About This File
Megalosaurus (meaning "Great Lizard", from Greek,megalo- meaning 'big', 'tall' or 'great' and sauros meaning 'lizard') is a genus of large meat-eating theropod dinosaurs of the Middle Jurassic Period (Bathonian) o
Megalosaurus was the first dinosaur to be described. Part of a bone was recovered from a limestone quarry at Cornwell near Chipping Norton, Oxfordshire, England in 1676. The fragment was sent to Robert Plot, Professor of Chemistry at the University of Oxford and first curator of the Ashmolean Museum, who published a description in his Natural History of Oxfordshire in 1677. He correctly identified the bone as the lower extremity of the femur of a large animal and he recognized that it was too large to belong to any known species; he considered it to be the thigh bone of a giant. The bone has since been lost but the illustration is detailed enough to identify it clearly as the femur of a Megalosaurus.

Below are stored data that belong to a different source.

PR #5873, opened 2019-02-05
Append newline to the end of sdist help message

watashi:
The help message did not end with newline before and looked weird as it
can concatenate with next shell prompt.

---


23Skidoo:
Maybe this should be done once in the code that prints the command description instead of individually for each command?

23Skidoo:
Otherwise LGTM.

watashi:
> Maybe this should be done once in the code that prints the command description instead of individually for each command?

I tried this and it broke other stuff. `wrapText` will strip leading spaces as well, which is not expected for some `commandDescription` or `commandNotes`, e.g. `sandbox`'s.

We may change `wrapText` to support this, but I think the change is more complex and supposed to be a commit itself. So I will push this as it is now.

PR #5874, opened 2019-02-06
Fix sdist output when sent to stdout

watashi:
This was broken by 7a029caa7026f9b6b585a68062a4175eadb6ca4f

We can not use `ByteString.pack` and then print it as `String`, which
will get encoded again based on the system setting, and very likely,
we get different things unless the encoding is something like ISO-8859-1, e.g.
in UTF-8 environment, the magic of gz "\x1f\x8b" will get encoded again
into "\x1f\xc2\x8b".

Before:

```
$ /cabal sdist --output-dir=- | tar -t -z -f -
tar: This does not look like a tar archive
```

And now:

```
$ cabal sdist --output-dir=- | tar -t -z -f -  | tail -n 1
cabal-install-2.5.0.0/tests/README.md
```

---

### DIFF
--- a/cabal-install/Distribution/Client/CmdSdist.hs
+++ b/cabal-install/Distribution/Client/CmdSdist.hs
@@ -77,7 +77,7 @@ import qualified Data.ByteString.Lazy.Char8 as BSL
 import Data.Either
     ( partitionEithers )
 import Data.List
-    ( find, sortOn, nub, intercalate )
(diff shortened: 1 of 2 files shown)


watashi:
> Any chance a test could be added?

Checked it a bit, it's not easy in current test framework (stdout is handled as `String`).

23Skidoo:
OK, feel free to merge.

PR #6548, opened 2020-02-19
Change manpage command to man

phadej:
And make it pipe output to `man -l -`.


andreasabel:
Also, on macOS it does not work:
```
$ cabal man 
man: invalid option -- l
man, version 1.6c

usage: man [-adfhktwW] [section] [-M path] [-P pager] [-S list]
	[-m system] [-p string] name ...
...
fd:13: commitBuffer: resource vanished (Broken pipe)

```

PR #6566, opened 2020-02-29
[ci skip] Enable opensearch in Cabal documentation

### LINKED ISSUE #6537: Add OpenSearch description to cabal documentation
[OpenSearch MDN docs](https://developer.mozilla.org/en-US/docs/Web/OpenSearch)

Other haskell systems: GHC User Guide or hackage have it.

This allows to add a search engine to a webrowser (in firefox they appear in 'about:preference#search' in the `One-Click Search Engines` section).

coot:
---

This PR fixed #6537.

### DIFF
--- a/doc/conf.py
+++ b/doc/conf.py
@@ -94,7 +94,7 @@ html_theme_options = {
 # If true, an OpenSearch description file will be output, and all pages will
 # contain a <link> tag referring to it.  The value of this option must be the
 # base URL from which the finished HTML is served.
-#html_use_opensearch = ''
+html_use_opensearch = 'https://cabal.readthedocs.io/en/stable'
 
 # This is the file name suffix for HTML files (e.g. ".xhtml").
 #html_file_suffix = None


Cabal/doc/conf.py
```diff
@@ -82,7 +82,7 @@
 # If true, an OpenSearch description file will be output, and all pages will
 # contain a <link> tag referring to it.  The value of this option must be the
 # base URL from which the finished HTML is served.
-#html_use_opensearch = ''
+html_use_opensearch = 'https://haskell.org/cabal/users-guide'
```
phadej: So this won't work on https://cabal.readthedocs.io/en/latest/ ?

coot: Yes, it won't; one needs to set a different value.

coot: This can be made configurable, and expose two `make` commands:
```
make users-docs

make users-docs-readthedocs
```
Any other suggestions?

phadej: readthedocs doesn't call `make`, if i interpret the settings right we can have different `conf.py` for readthedocs. If it's possible to have an override one, for rtd then this would be fine.

Screenshot from 2020-02-29 18-07-38

Yet, I don't have access to cabal's readthedocs configs, so I can't experiment.
ping @hvr @23Skidoo

coot: One can overwrite config parameters on `sphinx-build` command line:
```
sphinx-build -D html_use_opensearch='https://cabal.readthedocs.io/en/latest' doc dist/doc/users-guide
```

ulysses4ever:
@coot do you want to finish this PR? It was blocked because of two URLs being used for docs, but now only readthedocs.io is used (`https://haskell.org/cabal/users-guide` is a simple redirect). Should be pretty easy to update to current `master` and change the URL.

coot:
I updated the PR.  I think the right URL to use is `https://cabal.readthedocs.io/en/stable`, dropping `en/stable` might not work (I am not really sure).

ulysses4ever (approved):
Let’s try it, thanks!

ulysses4ever:
It's been languished for too long and I take the liberty to apply the label. There's still the 2 day delay when people can change something.

PR #6567, opened 2020-02-29
Optimize file generation

sergv:
I noticed that temporary files are generated through `String`s. I thought it might be a good idea to switch to bytestrings and especially builders for building up long strings. Small benchmark for typicall input to `generateCabalMacrosHeader` shows about 3x speedup from `125.3 μs` to `42.47 μs`. Please shout if you'd like to see the benchmark online.

---


Cabal/Distribution/Simple/Utils.hs
```diff
@@ -1380,21 +1381,25 @@ withTempDirectoryEx _verbosity opts targetDir template f = withFrozenCallStack $
 --     ASCII-representable. Since Cabal-3.0 the file is assumed to be
 --     UTF-8 encoded.
 rewriteFileEx :: Verbosity -> FilePath -> String -> IO ()
-rewriteFileEx verbosity path newContent =
+rewriteFileEx verbosity path =
+  rewriteFileExBS verbosity path . toUTF8LBS
+
+-- | Same as `rewriteFileEx` but for 'ByteString's.
+rewriteFileExBS :: Verbosity -> FilePath -> BS.ByteString -> IO ()
```
phadej: This is lazy bytestring, isn't it?

We unfortunately do `import qualified Data.ByteString.Lazy as BS` in this module, but the name of function should have `LBS` prefix.

Cabal/Distribution/Types/PackageName.hs
```diff
@@ -22,7 +22,7 @@ import Distribution.Parsec
 --
 -- @since 2.0.0.2
 newtype PackageName = PackageName ShortText
-    deriving (Generic, Read, Show, Eq, Ord, Typeable, Data)
+    deriving (Generic, Read, Show, Eq, Ord, Typeable, Data, NFData)
```
phadej: Unnecessary change.

I'd rather not do it, as we have to support `deepseq` versio nspan where Generic derivation does different things. Therefore, I'd rather see all `NFData` instances be written explicitly.

Cabal/Distribution/Simple/Build/Macros/Z.hs
```diff
@@ -1,6 +1,12 @@
-{-# LANGUAGE DeriveGeneric #-}
+{-# LANGUAGE DeriveGeneric     #-}
```
phadej: This file is autogenerated. I'll add a header to it asap. See https://hackage.haskell.org/package/zinza

This is why CI *Quick jobs* fails.

Cabal/Distribution/Simple/Utils.hs
sergv: Fixed

Cabal/Distribution/Types/PackageName.hs
sergv: I've dropped the commit that introduced the change.

sergv:
> There are good bits: SetupWrapper and `rewriteFileLBS`.
> 
> `cabal_macros.h` generation OTOH have to be rethought. The module is generated for a reason. Technically you could change `ZinzaPrelude` as you did, except have `tell` stil ltake `String` as an argument. I'm not sure that internal conversion to bytestring and then builder would justify added complexity. Generation of `cabal_macros.h` is not that slow, and not in the hot loop.
> 
> I'll cherry-pick the good bits myself. Let's think what to do with the rest.

I've run a quick benchmark across three implementations of current function on a pair of typical inputs to `render`:
```
ZinzaString 1                        mean 127.0 μs  ( +- 2.159 μs  )
ZinzaString 2                        mean 139.7 μs  ( +- 2.632 μs  )
ZinzaBuilder 1                       mean 42.51 μs  ( +- 767.1 ns  )
ZinzaBuilder 2                       mean 45.76 μs  ( +- 885.6 ns  )
ZinzaBuilderStringAPI 1              mean 60.75 μs  ( +- 925.1 ns  )
ZinzaBuilderStringAPI 2              mean 65.54 μs  ( +- 1.044 μs  )
```
`String` is current implementation, `Builder` is my suggested in this PR and `BuilderStringAPI` is your suggestion to keep builder inside but have `tell` only accept strings. I'd rather stay away from `String` as much as possible since just keeping  it in the api is a 30% slowdown.

I don't claim that generation of header is slow and neither it's in the hot loop. However, it's something that always needs to be done when configuring a package and the job is a mundane one of string concatenation. The less time will be spent on it, the more time will be available to other parts of Cabal to do something interesting.

I see your point about compicating the api. But maybe there's a way to at least have something like `tell :: ByteString -> Writer ()` in the ZinzaPrelude?

phadej:
I guess I’m convinced. But then we need to change `zinza` package to work (generate) ByteString/Builder.

sergv:
Okay, I'll change the `zinza` package.

I'm trying to find out what exactly needs to be changed. AFAIU the package just provides a way to turn template into a Haskell function `render :: Type -> a` where meaning of the function and the parameter `a` will be determined by what's in scope. If in proper `ZinzaPrelude` is in scope then any concrete type can be produced instead of `a` and this is independent from the `zinza` package.

On the other hand, the generation of the Haskell function `render` happens within `zinza` using Strings. Should that part be amended to operate on bytestrings and builders? Or only scaffolding for generated modules should be amended, e.g. the Zinza.Writer module, the Zinza.simpleConfig function, etc?

sergv:
I amended `gen-cabal-macros` to generate builder-based `Cabal.Distribution.Simple.Build.Macros.Z` and managed to stick to interface that `zinza` expects. But that required changing template a bit to have a conversion of strings to builders. I have also rebased on latest master. Please let me know your toughts.

boot/cabal_macros.template.h
```diff
@@ -28,12 +28,12 @@
 
 {% if notNull packageKey %}
 #ifndef CURRENT_PACKAGE_KEY
-#define CURRENT_PACKAGE_KEY "{{ packageKey }}"
+#define CURRENT_PACKAGE_KEY "{{ mkBuilder packageKey }}"
```
phadej: I won't accept this. This makes template harder to read/edit for the benefit of non-noticeable speedup (microseconds! not even milliseconds).

phadej:
I don't see a way to get this merged. You try to workaround stuff to make it faster makes it harder to maintain. I cannot accept that trade-off.

sergv:
Ok, I don't have much desire to swim against the stream here.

The Cornwell bone was described again by Richard Brookes in 1763. He named it Scrotum humanum, while describing its similar appearance to a pair of human testicles. The label was not considered to be a "name" for the animal in question at the time, and was not used in subsequent literature. Technically, the name was published after the advent of binomial nomenclature, and although this name theoretically had priority over Megalosaurus, the rules of the ICZN state that if a name falls into disuse for 50 years after publication, it is no longer in competition for priority. Therefore, the name Scrotum humanum is a nomen oblitum, or "forgotten name".
More discoveries were made, starting in 1815, again at the Stonesfield quarry. They were acquired by William Buckland, Professor of Geology at the University of Oxford and dean of Christ Church. He did not know to what animal the bones belonged but, in 1818, after the Napoleonic Wars, the French comparative anatomist Georges Cuvier visited Buckland in Oxford and realised that the bones belonged to a giant lizard-like creature. Buckland then published descriptions of the bones in Transactions of the Geological Society, in 1824 (Physician James Parkinson had described them in an article in 1822).